Something that none has mentioned (surprisingly), is that where SQL server is concerned many locking problems can be eliminated with the right set of covering indexes for a DB's query workload. Why? Because it can greatly reduce the number of bookmark lookups into a table's clustered index (assuming it's not a heap), thus reducing contention and locking.
If you have enough design control over your app, restrict your updates / inserts to specific stored procedures and remove update / insert privileges from the database roles used by the app (only explicitly allow updates through those stored procedures).
Isolate your database connections to a specific class in your app (every connection must come from this class) and specify that "query only" connections set the isolation level to "dirty read" ... the equivalent to a (nolock) on every join.
That way you isolate the activities that can cause locks (to specific stored procedures) and take "simple reads" out of the "locking loop".
Quick answer is no, there is no guaranteed technique.
I don't see how you can make any application deadlock proof in general as a design principle if it has any non-trivial throughput.
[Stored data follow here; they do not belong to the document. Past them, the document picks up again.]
PR #1021, opened 2025-10-02
New feature: panel resizing with mouse

yulian5:
## Summary
The PR introduces a new feature to Far Manager: panel resizing with mouse.

 
## Checklist
- [ X] I have followed the [contributing guidelines](https://github.com/FarGroup/FarManager/blob/master/CONTRIBUTING.md).

## Details
This feature introduces the ability to resize file panels in Far Manager using the mouse.

Users can now:

- Hover over the border between the left and right panels to see visual feedback indicating a resizable area (grip).
- Click and drag the border left or right to dynamically adjust the width of the panels.
- Double-click on the border to quickly restore the default 50/50 equal width split for the panels.

This enhancement provides a more intuitive and efficient way to manage panel layouts, improving user experience for those who prefer mouse-driven interactions.

It includes updates to:

FarColorW.pas and farcolor.hpp: Defines a new palette color COL_PANELDRAGBORDER for the visual feedback during resizing.

farlang.templ.m4: Adds new localization strings for the "Dragging border" text.

filepanels.cpp and filepanels.hpp: Implements the core logic for mouse event handling, border detection, resizing, and drawing the visual feedback. This includes new MouseState enum, IsMouseOverPanelBorder, DrawBorderFeedback, ClearBorderFeedback, and ResetAllMouseStates functions.

palette.cpp and setcolor.cpp: Initializes and integrates the new COL_PANELDRAGBORDER color into the color palette and settings.

*.hlf.m4 files (e.g., FarEng.hlf.m4, FarRus.hlf.m4): Updates help files for various languages to document the new mouse resizing functionality.


yulian5:
Do I need to fix any of SonarQubeCloud suggestions?
Thanks!

alabuzhev:
@yulian5, thanks for your PR.
I haven't looked at the changes yet, just some general comments:

https://github.com/user-attachments/assets/155be9de-5566-4c8f-b0ef-f1e2acbb38fd

Functional:
- It conflicts with the left panel scrollbar.
- It triggers too early, when the mouse is over the cells adjacent to the panel border:
  - It conflicts with the right panel sort indicator (another way to call Sort Menu & Disk Menu).
  - It conflicts with clicks on file names in both panels.

Visual:
- It assumes that both panels are of the same height, which is not always the case.
- Panels can refresh while hovering and partially or fully overwrite the indicator.

It's an interesting feature, but, as you can see, the place is pretty crowded already.
Which is one of the reasons we didn't implement something like this years ago.

yulian5:
@alabuzhev thank you very much for your testing and valuable inputs. Let me work on remaining issues. Thanks!

yulian5:
Hi @alabuzhev, I have the working code which addressed all mentioned issues:

far-panels-resizing2

The scrollbar is excluded from mouse resize detection and works as expected, but even with the scrollbar there is still enough grip area for effective resizing even in case of a single panel (what as I see ConEmu cannot do). For next PR I need to finish vertical resizing to complete the task where option for single panel resizing will be useful as well.

I need to clean up the code, add comments, check it for optimization, and then commit new changes. Do I need to modify changelog and vbuild.m4 again or it'll be done during the merge?

Thanks!

yegor-mialyk:
Do we really want to introduce a new color for this? It would be a breaking change for all custom themes.

HamRusTal:
> there is still enough grip area for effective resizing even in case of a single panel

On the screenshot, I see that the {left panel's cell below the scroll bar where the “status” area separator joins the right-hand-side frame} is **not highlighted** yellow whereas the corresponding right panel's cell on its left **is** (no scrollbar there though). Is it for a purpose or just a bug?

**BTW** Do we need to highlight **both** panels' frames? IMHO just the one being dragged is enough (at least while dragging). We might still highlight both frames _on hover_ though to indicate that both will be affected.

**Also**, it would be nice to handle the **`Esc`** key press (or RMB click) _while dragging_ to cancel the resize and restore the initial geometry (similar to Windows' window move/resize except for RMB click).

HamRusTal:
> Do we really want to introduce a new color for this? It would be a breaking change for all custom themes.

New color would be nice and flexible. But the code has to handle the missing color **gracefully** and use a sensible default replacement from the colors defined by the current theme.

alabuzhev:
> Do I need to modify changelog and vbuild.m4

Don't worry about these for now. There might be more changes requested which might take a few days and resolving conflicts every time someone merges into master doesn't make much sense.
Once we're ready to merge I'll let you know and those files can be updated then.

> use a sensible default replacement from the colors defined by the current theme

We do not have such a concept. Palette colors are independent and any missing ones will stay default aqua-on-blue-ish.
It might be useful to discuss and explore this more.
For example, background color in quite a few palette items (e.g. panel borders or column titles) is redundant and can be transparent and inherited from panel text or whatever would be previous in Z-order.
However, it might be too much for this particular PR.
Feel free to create an issue or a discussion.

yulian5:
@yegor-mialyk 
> Do we really want to introduce a new color for this? It would be a breaking change for all custom themes.

@alabuzhev 
> It might be useful to discuss and explore this more.

No, it doesn't break anything. All custom color themes work just fine. Yes, we need a new color. There is enum for it and menu entry. Here is sample, you can compile code and try for yourself.

color_border

I realized from the beginning that custom color themes obviously do not have a new color. But they can define it now. The fallback scheme is following: if color for dragging border is not defined in the theme then we use foreground color from dragging text and background color from normal text (panel background). And all color themes I checked have both colors defined. And in case they don't have them it will be yellow on blue that can be changed easily (but it should be something really broken):

custom

It looks natural and work on all themes included in Far by default. It still may be some problems here but I'm sure it's possible to fix.

yulian5:
@HamRusTal 

> New color would be nice and flexible. But the code has to handle the missing color gracefully and use a sensible default replacement from the colors defined by the current theme.

Yes, I explained that. Colors were my first concern in this feature!

yulian5:
@HamRusTal 

> On the screenshot, I see that the {left panel's cell below the scroll bar where the “status” area separator joins the right-hand-side frame} is not highlighted yellow whereas the corresponding right panel's cell on its left is (no scrollbar there though). Is it for a purpose or just a bug?

Yes, I notice that. The scrollbar at the bottom actually expands more than it depicted and this area is clickable and it scrolls the context down. This looks like the problem with scrollbar implementation. The top part of scrollbar looks fine. We may need to create new issue for that later.

yulian5:
@HamRusTal 

> BTW Do we need to highlight both panels' frames? IMHO just the one being dragged is enough (at least while dragging). We might still highlight both frames on hover though to indicate that both will be affected.

Actually I had the similar concern. I tried to make single lines while dragging but it looked awful. You can change dragging border color to normal color, it works very nice except you cannot see when it hovered (but if you know then it's fine). It's very possible to make separate colors for havering and dragging, not a problem at all. Do we need it? It maybe very confusing.

The single panel can be resized with mouse so to simplify the logic both panel borders are highlighted.

> Also, it would be nice to handle the Esc key press (or RMB click) while dragging to cancel the resize and restore the initial geometry (similar to Windows' window move/resize except for RMB click).

Yes, it's a very good idea, but that would be a completely separate task. Mouse and key handling in Far is quite complicated even without plugins and macros. Double click works fine for now.

HamRusTal:
> The scrollbar at the bottom actually expands more than it depicted and this area is clickable and it scrolls the context down. This looks like the problem with scrollbar implementation.

Actually, the entire panel frame below the scrollbar (and above it too) performs scrolling when clicked. It looks like a deliberate feature (with its own bugs though). But it does not justify that the resizing drag-highlight does not cover the cell I'm referring to. IMHO this should be fixed in the PR to get a more consistent look and feel.

> I tried to make single lines while dragging but it looked awful.

I am not suggesting to use single-line highlighted borders, I am rather suggesting to highlight only **one panel**'s (double-line) border. This will be consistent with resizing of a single visible panel too.

> Double click works fine for now.

Double-click does not address the scenario when there's some non-default panel width already and the user starts dragging the panel border (maybe by a misclick). Unfortunately, double-click will not restore the pre-drag non-default layout.

yulian5:
@HamRusTal 

> Actually, the entire panel frame below the scrollbar (and above it too) performs scrolling when clicked.

Yes, I already figured is out. I agreed with you and took one cell from the scrolling area:

scroll_area


It displayed as grip area but not working yet.

> I am rather suggesting to highlight only one panel's (double-line) border. This will be consistent with resizing of a single visible panel too.

But which one I have to highlight? If I highlight right border and the right panel is hidden? I need to change left/right highlighting depending which panel is hidden And another question: the grip area is actually 2 borders, displaying only have of grip area will be confusing. If it's so important maybe just make it configurable. 

> Double-click does not address the scenario when there's some non-default panel width already and the user starts dragging the panel border (maybe by a misclick). Unfortunately, double-click will not restore the pre-drag non-default layout.

I agree. Let me check that. If it's easy to implement I'll add it otherwise it will another PR.

BTW, I added height resizing with mouse:

https://github.com/user-attachments/assets/7687dabc-e249-4b23-befc-93dae8961306

yulian5:
@alabuzhev 
> Don't worry about these for now. ...............

Thank you very much for detailed explanation! I updated the code. It happens to be quite a huge project!

@HamRusTal 
I added Esc key feature: it's actually more useful for resizing that I excepted and I fixed multiple issues during its implementation.

far/filelist.cpp
```diff
@@ -722,7 +722,6 @@ class list_less
 
 		return false;
 	}
-
```
yegor-mialyk, line 725: Please do not delete an empty line between methods

yulian5:
Hi @alabuzhev 

I uploaded new code which fixed calculation of bottom border around text area for visual feedback during height resizing and fixed SonarQubeCloud issues.

However CodeFactor marked the code with red cross because of complexity GetInputRecordImpl() in keboard.cpp file. That's not my code and I don't think that I need to fix it now. I just added couple small functions to block all keys during resizing and allow only Esc key to revert resizing. Please help with that!

Thanks!

alabuzhev:
> complexity GetInputRecordImpl() in keboard.cpp file

It's fine to ignore.

far/filelist.cpp
yulian5: @yegor-mialyk  You're right, I'll fix that, some stupid formatting tool.

yulian5: There are still a lot mis-formatted places talking only about filelist.cpp.

yulian5:
I merged all my commits into one and updated changelog and vbuild.m4 to the latest. But GitHub doesn't merge it in PR automatically.

yegor-mialyk:
I think we need to revert all removed empty lines back in `fielist.cpp`

yulian5:
@yegor-mialyk
>  think we need to revert all removed empty lines back in fielist.cpp

I did that 2 days ago. It was my mistake. I tried to remove spaces that VS inserts without any reason. 

Do you see any removed single empty lines? But I converted some double empty lines to single empty lines between functions just to be consistent through the file. Only one double empty line is remaining before "namespace".

yegor-mialyk:
Oops, it's my fault, those removed empty lines are duplicates.

yulian5:
Hi @yegor-mialyk, I see the review is going to be long. I guess you're very busy. Do you need any help from me? I can briefly describe the algorithm and the main changes to the code. Please let me know. Thanks!

far/FarEng.hlf.m4
```diff
@@ -884,8 +887,8 @@ default button or does another similar thing).
  #Mouse#
 
  Clicking the #middle mouse button# in the ~panels~@PanelCmd@ has the same
-effect as pressing the #Enter# key with the same modifiers (#Ctrl#, #Alt#,
-#Shift#). If the ~command line~@CmdLineCmd@ is not empty, its contents will be executed.
+ effect as pressing the #Enter# key with the same modifiers (#Ctrl#, #Alt#,
```
alabuzhev: Please do not add leading spaces to random lines.
In hlf syntax a leading space means a new paragraph, it will break the formatting, hlf files will go out of sync and make the build checks unhappy.

Same for other places and files.

far/FarEng.hlf.m4
```diff
@@ -1160,6 +1163,30 @@ if the initial panel type differs it will be automatically set to the file panel
...
+ - ^<wrap>Click and drag the bottom border up or down to adjust the panel height.
+ - ^<wrap>The resizing behavior depends on the horizontal mouse position:
+   - ^<wrap>Over LEFT panel bottom border in Left half of panel → Resize LEFT panel only
+   - ^<wrap>Over LEFT panel bottom border in Right half of panel → Resize BOTH panels
+   - ^<wrap>Over RIGHT panel bottom border in Left half of panel → Resize BOTH panels
+   - ^<wrap>Over RIGHT panel bottom border in Right half of panel → Resize RIGHT panel only
+ - ^<wrap>Double-click on the bottom border to restore full panel height.
+ - ^<wrap>Press #Esc# during resizing to cancel and revert to the original panel heights.
+
+ #Note for ConEmu users:#
```
alabuzhev: This belongs in ConEmu's documentation, not here.

far/farlang.templ.m4
```diff
@@ -18791,6 +18791,21 @@ MSetColorPanelDragging
...
+"Граница перетаскивания"
+"Dragging border"
+"Tažená hranice"
+"Drag && Drop Border"
+"Vonszolt szegély"
+"Przeciągana krawędź"
+"Texto arrastrado"
+"Potiahnutý okraj"
+"Spostamento Bordo"
+"Межа перетягув."
```
alabuzhev: Why does it stop abruptly?
We should have enough space for the remaining 4 letters.

far/FarEng.hlf.m4
```diff
@@ -365,9 +365,12 @@ $ #Panel control commands#
  Hide/show right panel                                      #Ctrl+F2#
  Change panels height                             #Ctrl+Up,Ctrl+Down#
  Change current panel height          #Ctrl+Shift+Up,Ctrl+Shift+Down#
- Change panels width                           #Ctrl+Left,Ctrl+Right#
- (when the command line is empty)
+ Change panels height with mouse       #Drag bottom border of panels#
```
alabuzhev: Please keep it consistent with the rest (2 lines).

Same below.

far/FarEng.hlf.m4
```diff
@@ -365,9 +365,12 @@ $ #Panel control commands#
...
+ Change panels width with keyboard             #Ctrl+Left,Ctrl+Right#
+ (only when the command line is empty)
+ Change panels width with mouse          #Drag border between panels#
  Restore default panels width                          #Ctrl+Numpad5#
+                        #Mouse double click on border between panels#
```
alabuzhev: Formatting looks strange

far/filelist.cpp
```diff
@@ -121,7 +121,6 @@ THIS SOFTWARE, EVEN IF ADVISED OF THE POSSIBILITY OF SUCH DAMAGE.
 
 static_assert(static_cast<size_t>(panel_sort::BY_USER) == static_cast<size_t>(OPENPANELINFO_SORTMODES::SM_USER));
 
-
```
alabuzhev, line 124: Pls avoid changing formatting, adding or removing lines etc. if it's not directly related to your change.

It could make sense in isolation, or subjectively look better or whatever, but all these tiny changes here and there distract from the important part and only make the reviewing longer.

far/filepanels.cpp
```diff
@@ -1171,18 +1222,629 @@ bool FilePanels::ProcessMouse(const MOUSE_EVENT_RECORD *MouseEvent)
...
+	const auto& DragTextColor = colors::PaletteColorToFarColor(COL_PANELDRAGTEXT);
+	const auto& SelectedTextColor = colors::PaletteColorToFarColor(COL_PANELSELECTEDTEXT);
+	const auto& PanelTextColor = colors::PaletteColorToFarColor(COL_PANELTEXT);
+
+	// Check if the dragging border color is using the default palette value
+	// Default palette value for COL_PANELDRAGBORDER is F_YELLOW|B_BLUE
+	const auto DefaultDragBorderColor = F_YELLOW | B_BLUE;
+
+	// If the current color matches the default palette value, or if it seems uninitialized,
+	// apply the fallback logic (theme doesn't define this color or user hasn't customized it)
```
alabuzhev: Please don't overcomplicate it.
If the user hasn't customized it then that's exactly what the user wanted.
No code anywhere in Far should assume incomplete themes or anything like that.
The changes in this file are already too massive even without all this.

far/FarEng.hlf.m4
yulian5: Yes, you're right, let me remove it.

far/FarEng.hlf.m4
yulian5: @alabuzhev, It took a lot of copy/pasting and editing back and forth, let me fix the remaining issues.

far/FarEng.hlf.m4
yulian5: Hi Alex, thank you for the feedback!

I don't quite understand what you mean. But I've improved the appearance of the help section, and by the way, I forgot to add a description of how to restore the height using the mouse. Here's what it looks like now:

help

Is it OK? If so, I need to update the information in other languages ​​as well.

yulian5:
Highlighting borders on hover and drag (visual feedback) is quite convenient and helps users use the function without any instructions. But over time, it starts to get a little annoying. I'm thinking of adding an option to disable visual feedback for experienced users. What are your thoughts on this?

far/FarEng.hlf.m4
alabuzhev: Sorry, github line wraps made it confusing.
Pls ignore this particular comment.

far/filepanels.cpp
yulian5: @alabuzhev, if I remove that logic all custom color themes will have broken dragging border color. 

> If the user hasn't customized it then that's exactly what the user wanted.

They cannot customize it yet because they didn't know about that feature at all. But they can customize it now if needed.

The logic here is actually very simple: we have default dragging border color which is defined as F_YELLOW|B_BLUE in palette.cpp (it may be other combinations). If color theme has its own color (we compare with default) then we use it. Otherwise we use dragging text color for foreground color and normal text background for background color. The same in case if color is invalid for some reason. The users don't need to do anything, dragging border color just works.

> No code anywhere in Far should assume incomplete themes or anything like that.

Yes, that's most likely correct. That's why last year when you fixed transparent colors it broke all Far color themes and required changing and reapplying Far settings or reinstall the Far manager with deleting profiles. Because that change was not backward compatible for reasons you just mentioned. 

In opposite, it may be will be quite useful to add fallback logic in Far Manager, not only for colors but for other things as well.

> The changes in this file are already too massive even without all this.

Unfortunately it's the case. Originally I just wanted to introduce only width resizing with mouse which I used this year.  But then visual feedback, colors, different panel heights, height resizing, Esc key. Everything is needed and cannot be separated now. The help files are just nightmare.

far/FarEng.hlf.m4
yulian5: @alabuzhev It's OK. These help files are real nightmare, I spent half time on them.

Russian help doesn't fit a little, the black and white text without space.. All others languages look OK:

help rus

yulian5: > Pls ignore this particular comment.

Actually it was quite useful, I added text about height resizing with mouse I missed before.

far/filepanels.cpp
alabuzhev: >  we have default dragging border color which is defined as F_YELLOW|B_BLUE in palette.cpp (it may be other combinations). If color theme has its own color (we compare with default) then we use it. Otherwise we use dragging text color for foreground color and normal text background for background color.

And what if the user *wants* it to be yellow-on-blue in otherwise red-on-green theme?
Because it's his heart's desire or whatever?

> That's why last year when you fixed transparent colors it broke all Far color themes

That issue:
- Is unrelated to the potential issue that is being discussed here.
- Happened exactly because of the logic being too smart.
- Did not require reinstalling or deleting profiles etc.
  It was enough to go to corresponding color settings and uncheck "transparent".

> it may be will be quite useful to add fallback logic in Far Manager

Perhaps, but it should happen structurally and not for one particular color.

> Everything is needed and cannot be separated now. The help files are just nightmare.

Exactly. It's already hard for you as the author and way harder for anyone looking at it for the first time.
If you want this PR merged eventually, please try to make it as small as possible.
This means no good-to-have changes, no reformatting, and no non-trivial color handling.
We will update default color presets separately.

MKadaner:
I have a somewhat unrelated concern, and I apologize that I have not looked at the actual change. So, here it goes: if I have mouse support turned off in `Interface settings`, will I incur any performance penalty (besides a bit larger memory footprint) when this feature is merged?

yulian5:
> will I incur any performance penalty (besides a bit larger memory footprint) when this feature is merged?

Hi @MKadaner:

Based on code analysis:

**The answer is: NO, there will be NO performance penalty when mouse support is turned off.**
The reason is Mouse Event Processing is Conditional in Event-Driven Architecture with No Background Processing.

As for Memory Footprint: 
**This feature adds approximately < 100 bytes of memory per FilePanels instance.**

HamRusTal:
> < 100 bytes of memory per FilePanels instance

I assume you mean the additional data, yet the added instructions code will be larger I believe (still not an issue IMHO).

yulian5:
@MKadaner and @HamRusTal 

Nothing in this life comes for free. Here is the full estimates:

**x64 Release Build Footprint Estimate:**

**Code Segment (.text):**
    • Average x64 instruction density: ~3-4 bytes per line of optimized C++ code
    • 640 lines × 3.5 bytes = ~2,240 bytes (~2.2 KB)
**Data Segment (.data/.bss):**
    • Mouse state variables: ~50 bytes
    • Static constants: ~30 bytes
    • Total data: ~80 bytes
**Virtual Function Table entries:**
    • New virtual methods: ~40 bytes
**Total Memory Footprint: ~2.4 KB per process**

This is significantly more than initial "< 100 bytes" estimate, which only considered data variables. 
The actual code footprint is ~2.4 KB due to the substantial amount of mouse handling logic added.

far/filepanels.cpp
yulian5: Hi @alabuzhev,

I realized that we had a significant misunderstanding on this matter: you are talking about custom color themes, while I am talking about the color themes that come bundled with Far. We were trying to explain completely different things to each other.

> If the user hasn't customized it then that's exactly what the user wanted.

Absolutely agree. We cannot support user defined color themes. After introducing any feature with additional colors users may adjust colors to their needs.

> And what if the user wants it to be yellow-on-blue in otherwise red-on-green theme?

You're right, that's logic is broken now for default dragging color. Original "non-optimized" code was 3 times bigger.

The reason for this code was simple: obviously Far cannot be released with bundled **broken** color themes. And I didn't want to touch somebody's code for ethical and possible copyright reasons. I probably should ask in advance. Instead I created function that works as memory patch to compensate missing hovering/dragging color. It works for bundles and user defined color schemes as well. 

For user defined schemes that function doesn't make much sense: after the user changes dragging border color, the code uses that new color, so in this case my code works as a one-time function. 

As can I see the "extra\Addons\Colors" code is under the same license as other code so the bundled color scheme may have one new color. It will be much better that having an emulated color logic (for one-time use in some cases). 

Such kind of logic should be used mostly during the first initialization. As you said we may add something like this separately.

The same algorithm for hovering/dragging color (foreground color from `Panel.DragText` foreground and background color from `Panel.Text` background) works fine for all themes, except:

```
black_and_white.farconfig
Colors_from_admin_essp_ru.farconfig
FARColors242.farconfig
```
Let me figure out the consistent colors for those schemes and I'll submit the updated code.

All other issues are fixed, this one is the last (I hope). Also some language help files were not updated for panel height resizing info, I'm fixing them too.

alabuzhev: > obviously Far cannot be released with bundled broken color themes

It absolutely can. The out-of-box color themes were broken for 13 years (or even longer), see d478c218447af9dfc8c0ad1dfae8f57c8fd7c83f.
 
> I didn't want to touch somebody's code for ethical and possible copyright reasons.

It's absolutely fine.
People mentioned in the descriptions did not even create these files.
We did, based on some registry files shared by those people eons ago.
They are mentioned in the descriptions because it's the right thing to do, but there is no legal copyright for a bunch of config values.
These files were recreated, renamed, updated by project members multiple times throughout the history as we changed the config system, structure, representation, added new colors etc.
Which is, obviously, more ethical than letting them rot.

> the bundled color scheme may have one new color

Exactly. If you can come up with one for each theme, please feel free to do so.
Otherwise please just add a commented default entry, someone will update it later (see 4bce9ca9599f7e9ae70dd0c66857c39b142d6a5c for example).

> The same algorithm for hovering/dragging color (foreground color from Panel.DragText foreground and background color from Panel.Text background)

No extra algorithms please.
This new color has nothing to do with neither Panel.DragText nor with Panel.Text.
If you really want it to be smart and work well with customized colors:
1. Set the foreground to some bright color, e.g. yellow
2. Make the background transparent by default
3. Merge it with Panel.Border color, as if this new color lies on top of it in the Z-order.

This way the background will be inherited from Panel.Border, which should be reasonable for any color arrangement, and the yellow foreground should be contrast enough with anything. This should also help with your other concern:

> over time, it starts to get a little annoying. I'm thinking of adding an option to disable visual feedback for experienced users. What are your thoughts on this?

There is already an option: the experienced user can set this new color to the same value as Panel.Border (or make it fully transparent, if it's inherited as described above) and it will be gone.

yulian5: Hi @alabuzhev, thank you for detailed information! Very useful.

> No extra algorithms please.

Definitely not now.

> There is already an option: the experienced user can set this new color to the same value as Panel.Border

That's right, it will remove visual feedback. However it'll be the performance impact (quite small but anyway), even if Windows smart enough to cache the regions and do not draw the same color in the same place, Far knows nothing about that and it will continue drawing "highlighted" borders and redrawing the whole UI to remove them even if it's the same color. 

Some people very concern about performance impact (including me). But I'm not going to add anything else now. It looks like a little more optimizations are also available (for later again).

alabuzhev: > Far knows nothing about that and it will continue drawing "highlighted" borders and redrawing the whole UI to remove them even if it's the same color.

This is rather far from true.

yulian5: It's not clear what do you mean.

MKadaner:
> The actual code footprint is ~2.4 KB...

That is, of course, not a concern. Thank you for the confirmation about run-time performance being unaffected.

P.S. I prefer cats over mice.

yulian5:
@MKadaner, I myself use Far with a keyboard 95% of the time, but resizing the panels using the keyboard just drives me crazy.

Here is the full code performance analysis for **mouse processing** from claude-4-sonnet AI comparing 2 branches. It says that now it works faster than before with mouse, except resizing. But we didn't have resizing with mouse before. However I don't know how accurate it is.

**Input Caching** and **Early Returns** - optimizations from Copilot AI (however it skewed up a lot, I reverted multiple "optimizations")
**Conditional Calculations**  - optimization from me

**ProcessMouse Performance Analysis - FarManager.panel-mouse-resizing vs yulian5.master**

**Performance Impact Analysis**
Original Version (yulian5.master) - 55 Lines
Optimized Version (panel-mouse-resizing) - 363 Lines

**Performance Optimizations Added:**
    1. Input Caching (4 lines)
    2. Conditional Calculations - Expensive operations only when needed
    3. Early Returns - Avoid unnecessary processing

**New Mouse Processing Features Added:**
    • Width Resizing: 125 lines of panel width resize logic
    • Height Resizing: 120 lines of panel height resize logic
    • Border Detection: 47 lines for hover/click detection
    • Visual Feedback: 67 lines for border highlighting

**Performance Impact Assessment**

**Optimizations Gained:**
    • Memory Access: ~65% reduction in MouseEvent field access through caching
    • Calculation Overhead: ~40% reduction by deferring expensive calculations
    • Conditional Branching: ~30% improvement through early returns and state checks

**Processing Overhead Added:**
    • Code Size: 6.6x increase (55 → 363 lines)
    • Border Detection: +2-4ms per mouse event for geometric calculations
    • State Management: +1-2ms for mouse state tracking
    • Visual Feedback: +3-5ms when drawing border highlights

**Net Performance Impact:**

**For Normal Mouse Operations (95% of usage):**
    • Improvement: 15-25% faster due to input caching and early returns
    • Memory: 40% fewer memory accesses to MouseEvent fields

**For Border Interactions (5% of usage):**
    • Cost: 5-10ms additional processing for resize operations
    • Benefit: Significantly enhanced user experience with visual feedback

**Overall Assessment:**

The optimizations provide a net performance gain for typical usage while adding rich mouse interaction features. The caching and conditional logic improvements more than offset the additional border processing overhead for normal operations.

**Recommendation:** The performance optimizations are well-designed and provide both better performance for common operations and enhanced functionality for power users.

P.S. According to this analysis (if it's true) it make sense to add similar optimizations in other processing code in Far.
P.P.S. Dogs vs cats?

MKadaner:
> P.P.S. Dogs vs cats?

Sorry, it's too personal a question.

yulian5:
@alabuzhev Can you please update me on PR status? I completed all requests more than a month ago.

alabuzhev:
> Can you please update me on PR status? I completed all requests more than a month ago.

@yulian5, unlike Copilot, I'm but a human with some nasty addictions like sleeping and eating.
Those addictions are not only time-consuming, but also expensive.
Indulging in them requires resorting to even more time-consuming activities. e.g. working.

As you [already noticed](https://github.com/FarGroup/FarManager/issues/1025#issuecomment-3478910195) (thanks), I still manage to find some time for this project.
However, I would be lying if I said that getting through a generated talmud of extremely plausibly-looking, but not necessarily even remotely correct code is a pleasant pastime.

In other words, we get there when we get there.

If you pre-emptively lock all the resources you could potentially need in a process in the same order even if you don't end up needing them, you risk the more costly issue where the second process is waiting to acquire the first lock it needs, and your availability is impacted. And as the number of resources in your system grows, even trivial processes have to lock them all in the same order to prevent deadlocks.
The best way to solve SQL deadlock problems, like most performance and availability problems is to look at the workload in the profiler and understand the behavior.
Not a direct answer to your question, but food for thought:
http://en.wikipedia.org/wiki/Dining_philosophers_problem
The "Dining philosophers problem" is an old thought experiment for examining the deadlock problem. Reading about it might help you find a solution to your particular circumstance.